At this stage of the epidemic, we have increasing numbers of coronavirus infections, due to seasonality of the virus and slack on the epidemic control, both from the policy side and from the citizen side. At the same time, vaccination campaigns have become, and will eventually extinguish the virus, provided no new surprises pop up.
It is tempting to vaccinate as fast as possible, and almost at all costs. However, as firms are profit maximizing agents, production capacity is limited. If they were not, the recipe for coronavirus vaccines would be available at market prices to any market player willing to produce it. This would be welfare optimal. Now suppose firms wouldn't care about profits and countries were valuing lives saved infinitely more than the realisation of monetary added value in the pharmaceutical sector, then the vaccine recipe would be available for free. Of course, this is not the case, although the University of Oxford has convinced its producing partner AstraZeneca (which has little experience making vaccines) to sell coronavirus vaccines at cost price, and the Pfizer-BioNTech and Moderna vaccines have a similar pricing to influenza viruses - which is about ten times the Oxford-AstraZeneca price, begging the question whether the market is competitive. Probably not.
Either way, countries have put their bids for the coronavirus vaccines, and we are now seeing the winners and losers from this bid. Some countries are quick to approve the vaccines and pay higher prices than others. Rushing through procedures (at a potential cost in safety) and paying a premium price boil down to the same thing. It appears that rich countries that have individually negotiated prices, have faster access, but at a higher cost. Poorer countries without bargaining leverage would have slow access, at a high cost. Examples are Israel and the UK. Countries that group their purchases, notable the European Union, have lower costs, but slower access. There is little internal inequality between the countries from the EU. This means for Bulgaria or Portugal, it is undoubtedly interesting to join the coordinated purchase, but countries like Germany, Sweden, and the Netherlands may wonder whether it wouldn't have been more advantageous to order separately.
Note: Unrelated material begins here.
PR #44, opened 2024-02-26
Correct locations of flags in RA/PIO and add M/O flag copy requirement

### LINKED ISSUE #32: Should a stub router learn RA header parameters from other routers?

This is a game theoretical bidding problem. To begin with, assume demand for the vaccine is inelastic: any country wants it at almost any price. The propensity to pay is equal to the cost of a raging coronavirus epidemic. Supply, on the other hand, has a normal, upward slope. In absence of competition, the producer will be able to set prices far above the market equilibrium price. In itself, such disproportionate producer surpluses are not problematic, but the resulting inequality and the inability to share the welfare that has been generated, is. To play the game, suppose that countries can either put a low bid (L) at the equilibrium price, or a high bid (H) at a level above equilibrium. In absence of perfect competition, in order to avoid inequalities, the first-best solution would be to ensure countries bargain collectively and put low bids. However, single countries putting a high bid could undercut this strategy and leave the rest of the world at a massive disadvantage, as the the high-bidding country would be the only one disposing of full production capabilities. As a result, without coordination, countries will put high bids and will benefit from it individually, but if all countries do so, we end up in a second-best equilibrium.